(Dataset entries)
━━━━

PR #3209, opened 2019-04-02
fix(module:collapse): fix glitch when opening collapse in Angular 7

Timebutt:
## PR Checklist

## PR Type

```
[x] Bugfix
[ ] Feature
[ ] Build related changes
[ ] CI related changes
[ ] Other... Please describe:
```

Currently the `collapse` component glitches when opening, it does not glitch when closing. This can be closely observed if a larger text is put into the collapse (Lorum Ipsum for instance). This was not an issue in previous versions of `ng-zorro` (when comparing versions on the documentation website).

Issue Number: N/A

## What is the new behavior?
The new behaviour removes the `display: none` set by the trigger. In Angular 7 having this property causes the glitch issue.

```
[ ] Yes
[x] No
```

## Other information

Q: the `collapseMotion` still has a `hidden` state, that I didn't remove right now, but I am wondering why it is there in the first place? Shouldn't there just be a `expanded` and `collapsed` state and that's it?

### DIFF
--- a/components/core/animation/collapse.ts
+++ b/components/core/animation/collapse.ts
@@ -4,7 +4,7 @@ import { AnimationCurves } from './animation';
 export const collapseMotion: AnimationTriggerMetadata = trigger('collapseMotion', [
   state('expanded', style({ height: '*' })),
   state('collapsed', style({ height: 0, overflow: 'hidden' })),
-  state('hidden', style({ height: 0, display: 'none' })),
+  state('hidden', style({ height: 0 })),
   transition('expanded => collapsed', animate(`150ms ${AnimationCurves.EASE_IN_OUT}`)),
   transition('expanded => hidden', animate(`150ms ${AnimationCurves.EASE_IN_OUT}`)),
   transition('collapsed => expanded', animate(`150ms ${AnimationCurves.EASE_IN_OUT}`)),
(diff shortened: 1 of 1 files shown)


components/core/animation/collapse.ts
```diff
@@ -4,7 +4,7 @@ import { AnimationCurves } from './animation';
 export const collapseMotion: AnimationTriggerMetadata = trigger('collapseMotion', [
   state('expanded', style({ height: '*' })),
   state('collapsed', style({ height: 0, overflow: 'hidden' })),
-  state('hidden', style({ height: 0, display: 'none' })),
+  state('hidden', style({ height: 0 })),
```
wendzhue: This would result in two borders between two panels.

X4gwA5grIr

components/core/animation/collapse.ts
```diff
@@ -4,7 +4,7 @@ import { AnimationCurves } from './animation';
 export const collapseMotion: AnimationTriggerMetadata = trigger('collapseMotion', [
   state('expanded', style({ height: '*' })),
```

━━━━

> **Exercise**:
Run a filter over the data above and keep each line that contains the word "Angular".

> **Expected output**:
fix(module:collapse): fix glitch when opening collapse in Angular 7
The new behaviour removes the `display: none` set by the trigger. In Angular 7 having this property causes the glitch issue.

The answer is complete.